NATIONAL POLICE OF CUBA: Responding to one of nine bombs placed last night in Havana by members of Fidel Castro's July 26 movement. This photo in the El Collar store on Aguila street in August 1957

Raul Castro, considered by some as ‘the father’ of the modern crime of skyjacking, plotted several skyjackings. One skyjacking resulted in the deaths of 17 civilians on November 1, 1958.  

  

Castroism views terrorism as a legitimate tactic to advance its objectives. Havana published the "Mini Manual for Revolutionaries." Translated into many languages, it contains a chapter on terrorism that states: "Terrorism is a weapon the revolutionary can never relinquish."

 


 Castro created a terrorist international.
 

The Tricontinental Conference held in Havana from January 3-16, 1966, and the creation of Organization for the Solidarity of the Peoples of Asia, Africa and Latin America (OSPAAL) sought to support terrorist groups worldwide. “Castro insisted that ‘bullets not ballots’ was the way to achieve power.”  He maintained “‘conditions exist[ed] for an armed revolutionary struggle.’

 

Carlos the Jackal trained in Cuba.

Ilich Ramírez Sánchez (age 17)  attended the 1966 Conference. Afterwards, Ilyich spent the summer at Camp Matanzas, a guerrilla warfare school run by the Cuban DGI.  Following a string of terrorist attacks, he picked the alias “Carlos. France expelled three high‐ranking Cuban diplomats on July 10, 1975. ”The Cubans, according to the French Interior  Ministry, were “constant visitors” to the Paris hideout of Carlos” 

"In the Arab world some 3,000 [Cuban advisers could] be found in Libya and Algeria, among other things training terrorists" in 1988. Havana today collaborates with Hamas and other Middle East terrorists groups.


Killing Americans in New York City. 

Aftermath of bombing in Fraunces Tavern in 1975 that killed four.
 

The Puerto Rican terrorist group, Fuerzas Armadas de Liberación Nacional, (FALN) carried out more than 130 bombings.  The FALN is responsible for:

  •  the 1975 explosion at Fraunces Tavern, killing four and wounding 63 others. 

  • A bombing spree in New York City in August 1977 that killed one, injured six, and forced the evacuation of 100,000 office workers; 

  • and the purposeful targeting and maiming of four police officers. 


FALN was started in the mid-1960s and received advanced training in Cuba

Frank Connor killed in Frances Tauvern by Cuban trained terrorists
 

Samuel T. Frances in his 1979 essay “Latin American Terrorism: The Cuban Connection” published by The Heritage Foundation found that "[a]lmost every significant Latin American terrorist group of left-wing orientation has had or has today links with Cuba.”  


Cuba was placed on the list of state terror sponsors on March 1, 1982. 

 


The US State Department confirmed Havana was using a narcotics ring to funnel arms and cash to the Colombian terrorist group M-19. On November 6, 1985, M-19 members stormed Colombia’s Palace of Justice.

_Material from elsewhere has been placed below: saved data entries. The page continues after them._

PR #2427, opened 2022-07-15
add kubectl-shell plugin

hojerst:
The plugin allows to spawn a interactive shell in the cluster and also
allows to mount volumes to this shell.

### DIFF
--- a/plugins/shell.yaml
+++ b/plugins/shell.yaml
@@ -5,7 +5,7 @@ metadata:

This attack led to many hostages killed, including 11 of the Colombian supreme court’s 25 justices. 

 

The Cuban dictatorship has carried out acts of state terrorism against Cuban nationals killing dozens including women and children. Fidel Castro, in the case of the tugboat massacre, then defended and celebrated the men responsible for the massacre declaring their actions to be "exemplary, there's no denying it." 

 

Spy network plots murder of Americans in coordinated attack.  

Havana carried out Operation Scorpion, an act of state terrorism through its spy network in the United States that killed four in international airspace on February 24, 1996. The WASP Network (La Red Avispa) targeted U.S. military facilities, planned to smuggle arms and explosives into the U.S.,among other active measures.

 

WASP Network planned terrorist acts on U.S. soil.

 

The victims of repression and terror require both justice and a thorough investigation of the facts in evidence to arrive at the truth. Obtaining both will set the groundwork for national reconciliation on a solid footing but will necessitate an independent judiciary in Cuba not the instrument of a totalitarian dictatorship that it is today.